Every line from the one containing "## Motivation" down to the last line of the listing below should be restated exactly, and nothing else.

___ Given information ___

PR #12036, opened 2024-12-13
[ESM] Handle DynamoDB-local Invalid ShardID exception

gregfurman:
## Motivation
Doing a `GetRecords` operation against DynamoDB-local can raise an (undocumented) `Invalid ShardId in ShardIterator` exception. Since we poll a stream in ESM, encountering this sharding issue should necessitate a re-initialise of the shards we are polling.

___

* [Completed exercise]:
## Motivation
Doing a `GetRecords` operation against DynamoDB-local can raise an (undocumented) `Invalid ShardId in ShardIterator` exception. Since we poll a stream in ESM, encountering this sharding issue should necessitate a re-initialise of the shards we are polling.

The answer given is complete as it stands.